(EXTRACTED MATERIAL Opens)
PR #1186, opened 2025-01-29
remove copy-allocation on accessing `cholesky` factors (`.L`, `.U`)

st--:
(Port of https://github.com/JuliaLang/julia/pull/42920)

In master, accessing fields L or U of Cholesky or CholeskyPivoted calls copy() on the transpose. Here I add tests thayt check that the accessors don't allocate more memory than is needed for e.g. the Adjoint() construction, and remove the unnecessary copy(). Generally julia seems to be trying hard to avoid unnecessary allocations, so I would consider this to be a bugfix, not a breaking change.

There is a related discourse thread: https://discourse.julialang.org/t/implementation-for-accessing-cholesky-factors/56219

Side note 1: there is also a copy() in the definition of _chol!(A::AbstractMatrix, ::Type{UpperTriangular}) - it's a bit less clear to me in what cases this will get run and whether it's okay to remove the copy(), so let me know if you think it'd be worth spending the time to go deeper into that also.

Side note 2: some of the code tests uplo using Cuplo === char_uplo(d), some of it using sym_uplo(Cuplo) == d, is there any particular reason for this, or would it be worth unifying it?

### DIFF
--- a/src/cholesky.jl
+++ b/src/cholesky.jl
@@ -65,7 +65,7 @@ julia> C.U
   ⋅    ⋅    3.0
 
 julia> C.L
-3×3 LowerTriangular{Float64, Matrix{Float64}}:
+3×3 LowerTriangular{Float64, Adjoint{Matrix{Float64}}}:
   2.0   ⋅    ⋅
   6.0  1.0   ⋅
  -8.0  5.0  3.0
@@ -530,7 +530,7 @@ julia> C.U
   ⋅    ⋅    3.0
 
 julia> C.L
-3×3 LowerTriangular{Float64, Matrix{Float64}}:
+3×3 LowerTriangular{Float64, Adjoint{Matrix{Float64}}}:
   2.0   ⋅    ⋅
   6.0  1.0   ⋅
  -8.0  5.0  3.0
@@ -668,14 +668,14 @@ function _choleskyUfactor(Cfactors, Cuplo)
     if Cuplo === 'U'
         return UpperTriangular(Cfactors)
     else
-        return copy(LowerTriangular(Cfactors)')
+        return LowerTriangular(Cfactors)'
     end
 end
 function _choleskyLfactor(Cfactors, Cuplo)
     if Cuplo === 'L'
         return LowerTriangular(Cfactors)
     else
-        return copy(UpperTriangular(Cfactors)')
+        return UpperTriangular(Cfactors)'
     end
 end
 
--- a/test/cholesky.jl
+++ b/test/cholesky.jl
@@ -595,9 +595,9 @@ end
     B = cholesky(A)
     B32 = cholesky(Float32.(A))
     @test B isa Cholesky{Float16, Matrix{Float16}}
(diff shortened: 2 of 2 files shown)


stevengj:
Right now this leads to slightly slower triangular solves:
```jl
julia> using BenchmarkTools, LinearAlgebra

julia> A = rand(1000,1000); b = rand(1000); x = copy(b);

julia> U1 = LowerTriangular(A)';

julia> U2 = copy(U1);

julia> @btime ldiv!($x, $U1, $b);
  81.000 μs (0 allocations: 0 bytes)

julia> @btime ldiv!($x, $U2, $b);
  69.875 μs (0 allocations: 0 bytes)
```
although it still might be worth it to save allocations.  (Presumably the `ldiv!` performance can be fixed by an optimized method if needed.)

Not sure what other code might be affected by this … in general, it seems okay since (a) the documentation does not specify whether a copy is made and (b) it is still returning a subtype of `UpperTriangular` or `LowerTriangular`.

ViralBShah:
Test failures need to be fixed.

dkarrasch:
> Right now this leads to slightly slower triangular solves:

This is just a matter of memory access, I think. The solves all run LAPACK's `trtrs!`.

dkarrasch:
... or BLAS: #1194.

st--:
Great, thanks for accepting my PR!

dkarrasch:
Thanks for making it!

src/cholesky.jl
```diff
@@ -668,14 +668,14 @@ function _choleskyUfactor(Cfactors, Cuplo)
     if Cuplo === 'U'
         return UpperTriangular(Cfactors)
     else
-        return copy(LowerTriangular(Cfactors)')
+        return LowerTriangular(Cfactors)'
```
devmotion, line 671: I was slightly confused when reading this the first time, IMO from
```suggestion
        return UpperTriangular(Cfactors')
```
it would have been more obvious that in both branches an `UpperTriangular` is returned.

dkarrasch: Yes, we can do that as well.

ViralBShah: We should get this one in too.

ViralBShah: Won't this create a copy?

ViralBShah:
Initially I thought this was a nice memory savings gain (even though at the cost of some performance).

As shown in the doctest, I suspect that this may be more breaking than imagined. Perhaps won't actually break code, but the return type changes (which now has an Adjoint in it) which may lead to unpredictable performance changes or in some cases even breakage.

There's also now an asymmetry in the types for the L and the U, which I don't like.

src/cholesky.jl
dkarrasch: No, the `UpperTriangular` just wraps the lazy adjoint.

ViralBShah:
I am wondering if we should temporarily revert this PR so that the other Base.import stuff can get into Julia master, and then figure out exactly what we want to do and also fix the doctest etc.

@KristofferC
(EXTRACTED MATERIAL Closes)
If the word "okay" appears in a line above, copy that line.

Side note 1: there is also a copy() in the definition of _chol!(A::AbstractMatrix, ::Type{UpperTriangular}) - it's a bit less clear to me in what cases this will get run and whether it's okay to remove the copy(), so let me know if you think it'd be worth spending the time to go deeper into that also.
Not sure what other code might be affected by this … in general, it seems okay since (a) the documentation does not specify whether a copy is made and (b) it is still returning a subtype of `UpperTriangular` or `LowerTriangular`.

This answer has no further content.